Conversations concerning PaaS trended upwards this week on the heels of the AWS Elastic Beanstalk (Beta) announcement. If you missed it, Elastic Beanstalk represents the first foray into PaaS by the historically IaaS-centric cloud provider. The new service provides an application-centric front to the EC2 cloud by automating application deployment and providing application services such as scaling, monitoring, version management, and more. Essentially, the model put forth is one where users bring the application they want to run and Elastic Beanstalk produces the infrastructure and runtime services necessary to make that happen.
The fact that AWS has interest in moving up the stack is not at all surprising. I imagine their motivations are many, but two obvious ones come to mind. While a relatively young venture, the history of AWS paints a picture of a company that is not keen to rest on its laurels. Their pace of innovation in the public IaaS cloud services market has thus far continued to separate them from most other providers in this burgeoning segment. Elastic Beanstalk seems to hint to an AWS realization that further differentiation will force them to expand beyond the IaaS layer and into the PaaS layer.
The other reason I think AWS is intent on addressing PaaS may be a bit glib, but: ‘Why not?’ They already built a very robust IaaS layer of raw infrastructure and supporting services. They have a healthy ecosystem of vendors that provide potential targets for PaaS-style deployments on their IaaS cloud. The building blocks are there, so it almost seems that they are duty bound to make a run at it. Further, other providers are already doing it, or no doubt, planning to do it. Some are even using EC2 infrastructure and services to support their solution. AWS cannot sit idly by and watch others build higher levels of value on top of their offspring right?
Okay, that is enough of the admittedly amateur analysis of the motivations behind Elastic Beanstalk. Discussing the reasons that prompted the move is interesting, but there are two issues to ponder that are more relevant and interesting:
– Just how dedicated will AWS be to Elastic Beanstalk?
– What does this mean for application platform providers?
As I said earlier, by all accounts AWS is fervent in its dedication to innovation in the public IaaS cloud space. Will we see the same pace of innovation when it comes to Elastic Beanstalk? The answer to that will determine, among other things, whether we see a timely expansion of programming languages and platforms beyond the initial support for Java on Tomcat. Anecdotal evidence from users I talked with, and those that I heard on an Elastic Beanstalk webinar, points to the fact that there is significant interest beyond both Java and Tomcat as a host for Java. Is this the normal reaction to new offerings (users always want one more thing after all), or is it a clear sign that users want more fast?
If, as I tend to believe, it is the latter, AWS may find itself in the position of having to move quicker than even they want in order to attract the critical mass necessary to warrant continued investment in Elastic Beanstalk. They may find that quickly attracting this critical mass is a bit harder in the PaaS layer than the IaaS layer because of higher fragmentation and less commoditization at the application platform level. In any case, the relationship between the expansion of capability and rate of adoption will be interesting to watch with this new AWS offering.
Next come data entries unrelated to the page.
PR #1703, opened 2024-11-07
Program lander

steven-tey:


apps/web/package.json
```diff
@@ -23,7 +23,7 @@
     "@hookform/resolvers": "^3.9.0",
     "@next-auth/prisma-adapter": "^1.0.5",
     "@planetscale/database": "^1.18.0",
-    "@prisma/adapter-planetscale": "5.18.0",
+    "@prisma/adapter-planetscale": "5.14.0",
```
TWilson023: Had to downgrade `@prisma/adapter-planetscale` to get unicode characters to work properly in the `lander` JSON - seems to be related to [this issue](https://github.com/prisma/prisma/issues/24592).

Not sure if this will cause us any other problems...

steven-tey: sent feedback in slack! feel free to resolve this once you change to just `prisma`

apps/web/ui/partners/lander-blocks/ImageBlock.tsx
```diff
@@ -0,0 +1,18 @@
...
+}: {
+  block: z.infer<typeof programLanderImageBlockSchema>;
+}) {
+  return (
+    <div className="py-4">
+      <img
+        src={block.data.url}
+        alt={block.data.alt}
+        className="block rounded-lg"
+      />
```
TWilson023, line 15: Should we store image size / aspect ratio data so we can avoid layout shifts when images load?

devkiran (approved):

The second big issue that Elastic Beanstalk raises in my mind is more long-term, less specific to Elastic Beanstalk, and more general to the rise of PaaS that the solution could help to usher in. Growing adoption of PaaS-style deployment models may have a significant effect on the providers of application platforms. Let’s consider an example. Say you are using Elastic Beanstalk to deploy an application and you can choose from either platform X or platform Y. Both platforms cost the same per hour to run. The PaaS solution (Elastic Beanstalk in this case) automates application deployment, provides application services, and otherwise shields you from having to perform administrative duties on the application platform. Which platform do you choose and why? Does it matter?
As fellow IBMer, Savio Rodrigues, points out about some Java focused vendors, application platform providers that historically pushed their platform based on low or no acquisition costs may have problems in the above scenario. Savio also points out that, as has always been the case, he expects some providers to compete on value rather than price. I completely agree. The question is what kind of differentiating value will we see from providers? I suspect some will focus on differentiating their platforms in cloud environments to make them more attractive for both the service providers (those using it as part of their PaaS solution), as well as consumers. Others may focus on differentiating their platforms by enhancing programming model support or optimizing for specific workload types. It is a bit too early to predict the specifics, but I believe that the rise of PaaS will have an affect on the makeup of application platforms in the future.
For me, Elastic Beanstalk is intriguing not because of a particular feature or set of features. Rather, it piques my curiosity because of the questions that it, and the broader PaaS movement raise. As you can tell, I certainly do not have many answers for those questions, and I think the truth is that no one does yet. However, that doesn’t mean we can’t have fun opining until it all sorts itself out!